**TASK STATEMENT:**
Reproduce the entire listing below exactly.

**DATASET EXTRACT:**

===

PR #518, opened 2024-01-23
feat: Only start indexers set within the `allowlist`

### LINKED ISSUE #501: Selectively start indexers
As described in the rollout plan (https://github.com/near/queryapi/issues/422) we need the ability to have Coordinator V2 only start indexers within certain accounts, while also having Coordinator V1 ignore those indexers.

===

**PROBLEM SOLUTION:**
PR #518, opened 2024-01-23
feat: Only start indexers set within the `allowlist`

### LINKED ISSUE #501: Selectively start indexers
As described in the rollout plan (https://github.com/near/queryapi/issues/422) we need the ability to have Coordinator V2 only start indexers within certain accounts, while also having Coordinator V1 ignore those indexers.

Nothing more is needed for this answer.